快楽の魔王パレットアイズ
魔界。
ササライは、トリステッツァの城で盤上遊具の駒を手に考えていた。
それぞれ、役割のある駒を操作して盤上の『王』と取る単純な遊びだ。
これを考えたのは人間であり、ササライは「こういう遊び」を考える感性や柔軟性は人間のが魔族より優れていると思っていた。

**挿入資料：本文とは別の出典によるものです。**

PR #3091, opened 2019-05-23
feat(usage): Add usage collector plugin

skarekrow:
This will collect anonymous data that can be aggregated.

NAS-101420

### DIFF
--- a/src/middlewared/middlewared/plugins/usage.py
+++ b/src/middlewared/middlewared/plugins/usage.py
@@ -1,22 +1,29 @@
 from middlewared.schema import accepts
-from middlewared.service import Service, private
+from middlewared.service import Service
 from datetime import datetime
 
 import json
 import asyncio
 import random
-import requests
+import aiohttp
 
 
 class UsageService(Service):
-    @private
+    class Config:
+        private = True
+
     async def start(self):
         try:
             gather = await self.gather()
-            requests.post(url='https://usage.freenas.org/submit', data=gather)
-        except Exception:
+            async with aiohttp.ClientSession(raise_for_status=True) as session:
+                await session.post(
+                    'https://usage.freenas.org/submit',
+                    data=gather,
+                    headers={"Content-type": "application/json"}
+                )
+        except Exception as e:
             # We still want to schedule the next call
-            pass
+            self.logger.error(e)
 
         event_loop = asyncio.get_event_loop()
         now = datetime.utcnow()
@@ -32,7 +39,6 @@ class UsageService(Service):
 
         return True
 
-    @accepts()
     async def gather(self):
         network = await self.middleware.call('interfaces.query')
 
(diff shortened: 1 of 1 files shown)


src/middlewared/middlewared/plugins/usage.py
```diff
@@ -0,0 +1,416 @@
...
+                if not d.get('path'):
+                    vdevs += 1
+                    type = d['type']
+                    disks += len(d['children'])
+                else:
+                    disks += 1
+                    used = pd['usedbysnapshots']['parsed'] + \
+                        pd['usedbydataset']['parsed'] + \
+                        pd['usedbychildren']['parsed'] + \
+                        pd['usedbyrefreservation']['parsed']
```
william-gr: I think I was not clear here,

this is the same as just `pd['usedbydataset']['parsed']`

Thought we could perhaps also send other usedby* to usage stats.

william-gr:
@themylogin would love to know your opinion on all of this too ; )

src/middlewared/middlewared/plugins/usage.py
```diff
@@ -0,0 +1,416 @@
...
+import random
+import requests
+
+
+class UsageService(Service):
+    @private
+    async def start(self):
+        try:
+            gather = await self.gather()
+            requests.post(url='https://usage.freenas.org/submit', data=gather)
```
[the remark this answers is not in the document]
themylogin: Also need a timeout here, and `headers={"Content-type": "application/json"}`

src/middlewared/middlewared/plugins/usage.py
```diff
@@ -0,0 +1,416 @@
...
+import asyncio
+import random
+import requests
+
+
+class UsageService(Service):
+    @private
+    async def start(self):
+        try:
+            gather = await self.gather()
```
themylogin: Probably,. if `system.general` -> `crash_reporting` is false, we need to skip gathering and sending data. @william-gr what do you think?

src/middlewared/middlewared/plugins/usage.py
```diff
@@ -0,0 +1,416 @@
...
+            requests.post(url='https://usage.freenas.org/submit', data=gather)
+        except Exception:
+            # We still want to schedule the next call
```
themylogin: Log the exception please

src/middlewared/middlewared/plugins/usage.py
william-gr: Yeah, we need a way to opt-out for this but I am not sure reusing crash_reporting is our best option. Will need to think about it.

themylogin: So we are going to ship 11.3 with this always enabled?

william-gr: No, we are still long ways to 11.3. We will figure something out until then.

PR #3095, opened 2019-05-24
NAS-101887 / 11.2 / Add nut_upsshut regardless of ups service status

sonicaj:
This commit adds changes to add nut_upsshut to rc.conf even if ups service is not enabled to start at boot to suppress nut warnings when the ups service is started.


sonicaj:
We donot want this change in 11.2, closing the ticket

PR #3125, opened 2019-05-31
NAS-101944 / 11.2 / New VMware snapshot flags

themylogin:


yocalebo:
> To add to what caleb said, we should prob not be adding fields, at least not for 11.2.
> 
> Unless @yocalebo can think of any reason a customer would want to have quiesce=False?

No, I don't see a reason why the customer would want `quiesce=False` because it won't guarantee that the VM can be restored successfully.

william-gr:
I would say just drop the fields that and wait until someone comes up with a good reason to change those, for the sake of simplicity.

themylogin:
@william-gr @yocalebo quiesce does not always work. Actually the guy in the ticket has changed False to True, and some snapshots started working, while others broke completely. I’ll remove memory option, but I think quiesce should stay (maybe true by default)

PR #3127, opened 2019-05-31
NAS-101724 / 11.3 / Move license logic to middleware

william-gr:


src/middlewared/middlewared/plugins/system.py
```diff
@@ -277,15 +272,38 @@ def version(self):
         return "BOOTING"
 
     async def __get_license(self):
-        licenseobj = get_license()[0]
-        if not licenseobj:
+        if not os.path.exists(LICENSE_FILE):
+            return
+
+        with open(LICENSE_FILE, 'r') as f:
```
sonicaj: William do we want to run this in a coroutine ?

william-gr: Good point, its probably safer to turn this into a method

PR #3133, opened 2019-06-03
NAS-101261 / 11.3 / fix(middlewared/vm): add 1400x1050 to possible choices

william-gr:
Ticket:	NAS-101261


william-gr:
@skarekrow its not so non-standard, it seems to be somewhat common from googling.
Also this was already made availalbe in new UI.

現に、このボードゲーム。『チェスフィールド』にハマっている。
ちなみに、相手は十五歳ほどの少女……ではなく、『快楽の魔王』パレットアイズ。
「あんたの手番よ。さっさとしなさいよね」
「まぁまぁ、こういうのってさ、次にどの駒を置くか考えるのが楽しいんだよ。そして、きみがどう出るかを考えて、ボクはさらに次の手を考える……ふふ、楽しいね」
「あっそ」
パレットアイズはツインテールを揺らし、グラスいっぱいに入っているカラフルな飴玉を一つ取り、口の中へ入れてコロコロ舐める。
パレットアイズは、飴を舐めながら大きく欠伸をした。
「───……あれ」
「ん?」
「ああ……死んだか」
「死んだ? なになに、あんたの負け? ふふふ、考えてもあたしに勝てないってわかった? ふふふ、盤上遊具みたいな『遊び』であたしに挑もうなんて甘い甘い。あたしは『快楽の魔王』よ? 楽しむこと、遊ぶことに関して、あたしの右に「違う違う」
ササライはパレットアイズの声を遮り、『騎士王』の駒を動かした。
「魔剣の試作を渡した、えーと……名前忘れちゃった。魔族くんが死んだのさ」
「はぁ~? あいつ、『伯爵』でしょ? 新人聖剣士に負けるとかダサッ」
パレットアイズは、『城塞』の駒を動かし、新しい飴玉に手を伸ばす。
「まぁ別にいいよ。生きても死んでもいいやつ……だった気がするし。それに、魔剣のデータ収集がメインだったし……」
ササライは指を鳴らすと、頭上に小さな黒い『穴』が開いた。
そこから、粉々になった粒子のような物が出てきて、ササライの傍で形となる。
それは、魔剣だった。
「うんうん。実際に聖剣と触れ合わせて正解だった。今まで気にしたことなかったけど、女神の聖剣ってすごいなぁ……ボクでも、同じものは再現できないや」
「あんたがそこまで言うなんてね。でも、使い手がヘボばかりじゃ意味ないじゃん」
「だね。歴代の所持者で、そこそこ使えたのは……なんだっけ?」
「あんた、ほんっとどうでもいいことは『忘れ』ちゃうわね。えーと……」
「あっはっは。パレットアイズも覚えてないじゃないか」
「う、うっさい「ティラユール、よ」
と、二人が向かい合うテーブルに、長いロングウェーブヘアの女性が来た。
「エドワード・ティラユールだったかしら? ふふ、いい男だったから覚えてる。トリステッツァにほんのちょっぴり、傷を負わせたこともある聖剣士ね」
「へー……で、そのトリステッツァは?」
「泣き疲れたみたいで、寝ちゃったわ」
「相変わらずガキよねー」
パレットアイズがそう言い、『翼竜』の駒を動かした。
ササライはにっこり笑い、『女帝』の駒を動かす。
「チェック」
「え……あ!? うそ、待った!!」
「駄目~……はい、きみの負け」
「キャァァァァ!? かか、快楽の魔王であるあたしが、遊びでぇぇぇ~……おのれササライぃぃぃ」
「あっはっは。これ、ゲームだけど頭脳戦みたいだしね。きみじゃ分が悪かったかな?」
「ばば、馬鹿にすんな!! くぅぅ……」
パレットアイズは、駒をバラバラにしてササライを睨む。だがササライは笑っていた。
バビスチェは、パレットアイズの頭をヨシヨシと撫でる。
「いいもん。こっちでは負けたけど、次の『手番』はあたしだし!! ふふふ、ササライが殺せなかった聖剣士、あたしがやっつけるんだから」
「お、強気だね」
「ふふ、パレットアイズってば可愛い」
「まったりすんな!! さーて、さっそく準備しようかしら」
パレットアイズは立ち上がり、チェスフィールドの駒を掴んだ。
「さぁ、いつも通り楽しく遊ぶわよ。あたしは『快楽の魔王』パレットアイズ!! 人間を思いっきり楽しませてやるんだから!!」
握り締めたチェスフィールドの駒。
手を開くと、『王冠』の駒が飴細工になっていた。
快楽の魔王パレットアイズ。
人間を楽しませ、人間で遊び、『快楽』へと誘う魔王。
『快楽』とは決して、楽しいことだけではない。